§ **TASK DESCRIPTION**: The expected output is a verbatim reprint of the lines from the beginning of the data that follows through the line that contains "- **fgar NTV".

§ **RAW DATA**:
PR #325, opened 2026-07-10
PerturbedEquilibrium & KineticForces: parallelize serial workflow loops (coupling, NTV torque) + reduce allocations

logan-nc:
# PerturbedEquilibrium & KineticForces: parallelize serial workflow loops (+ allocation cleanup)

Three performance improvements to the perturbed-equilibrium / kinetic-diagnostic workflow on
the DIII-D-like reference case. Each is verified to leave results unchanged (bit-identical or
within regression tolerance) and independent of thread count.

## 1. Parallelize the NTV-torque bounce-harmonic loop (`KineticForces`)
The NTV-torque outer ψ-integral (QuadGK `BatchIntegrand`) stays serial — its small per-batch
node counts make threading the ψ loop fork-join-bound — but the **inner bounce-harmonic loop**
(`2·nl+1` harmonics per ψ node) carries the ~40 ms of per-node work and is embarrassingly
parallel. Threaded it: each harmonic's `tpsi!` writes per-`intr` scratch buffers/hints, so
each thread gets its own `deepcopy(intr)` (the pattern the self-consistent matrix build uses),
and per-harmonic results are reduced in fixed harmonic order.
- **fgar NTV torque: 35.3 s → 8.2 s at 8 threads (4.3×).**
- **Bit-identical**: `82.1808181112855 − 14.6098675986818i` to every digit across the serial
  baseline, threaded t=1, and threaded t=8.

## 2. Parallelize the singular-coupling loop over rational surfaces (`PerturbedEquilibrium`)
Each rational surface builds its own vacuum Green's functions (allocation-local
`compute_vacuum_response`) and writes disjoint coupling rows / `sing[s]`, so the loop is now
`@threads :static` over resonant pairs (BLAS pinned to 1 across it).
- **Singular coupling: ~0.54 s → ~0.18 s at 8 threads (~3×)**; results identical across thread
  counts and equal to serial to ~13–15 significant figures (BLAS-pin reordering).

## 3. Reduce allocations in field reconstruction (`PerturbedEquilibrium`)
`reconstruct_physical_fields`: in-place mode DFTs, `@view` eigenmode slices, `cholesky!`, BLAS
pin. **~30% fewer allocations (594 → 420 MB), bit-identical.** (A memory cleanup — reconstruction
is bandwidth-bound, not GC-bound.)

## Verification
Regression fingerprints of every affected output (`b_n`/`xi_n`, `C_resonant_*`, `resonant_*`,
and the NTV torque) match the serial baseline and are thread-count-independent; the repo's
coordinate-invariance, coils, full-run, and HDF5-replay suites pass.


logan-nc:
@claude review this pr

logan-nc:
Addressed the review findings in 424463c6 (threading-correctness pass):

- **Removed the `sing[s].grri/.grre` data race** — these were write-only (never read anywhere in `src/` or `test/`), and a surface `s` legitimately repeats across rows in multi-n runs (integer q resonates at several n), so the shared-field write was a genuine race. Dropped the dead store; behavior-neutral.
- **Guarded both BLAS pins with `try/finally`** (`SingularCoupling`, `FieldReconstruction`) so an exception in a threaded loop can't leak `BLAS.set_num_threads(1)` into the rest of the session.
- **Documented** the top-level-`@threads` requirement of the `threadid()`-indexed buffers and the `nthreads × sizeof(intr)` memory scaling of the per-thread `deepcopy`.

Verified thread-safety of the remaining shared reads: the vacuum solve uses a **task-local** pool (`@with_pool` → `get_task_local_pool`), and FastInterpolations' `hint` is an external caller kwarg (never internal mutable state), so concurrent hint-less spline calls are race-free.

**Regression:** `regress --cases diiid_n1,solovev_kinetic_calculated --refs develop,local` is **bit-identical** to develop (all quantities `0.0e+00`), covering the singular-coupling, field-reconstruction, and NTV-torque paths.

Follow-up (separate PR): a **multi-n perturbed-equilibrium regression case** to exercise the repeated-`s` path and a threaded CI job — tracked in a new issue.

§ **SOLVED PROBLEM**:
PR #325, opened 2026-07-10
PerturbedEquilibrium & KineticForces: parallelize serial workflow loops (coupling, NTV torque) + reduce allocations

logan-nc:
# PerturbedEquilibrium & KineticForces: parallelize serial workflow loops (+ allocation cleanup)

Three performance improvements to the perturbed-equilibrium / kinetic-diagnostic workflow on
the DIII-D-like reference case. Each is verified to leave results unchanged (bit-identical or
within regression tolerance) and independent of thread count.

## 1. Parallelize the NTV-torque bounce-harmonic loop (`KineticForces`)
The NTV-torque outer ψ-integral (QuadGK `BatchIntegrand`) stays serial — its small per-batch
node counts make threading the ψ loop fork-join-bound — but the **inner bounce-harmonic loop**
(`2·nl+1` harmonics per ψ node) carries the ~40 ms of per-node work and is embarrassingly
parallel. Threaded it: each harmonic's `tpsi!` writes per-`intr` scratch buffers/hints, so
each thread gets its own `deepcopy(intr)` (the pattern the self-consistent matrix build uses),
and per-harmonic results are reduced in fixed harmonic order.
- **fgar NTV torque: 35.3 s → 8.2 s at 8 threads (4.3×).**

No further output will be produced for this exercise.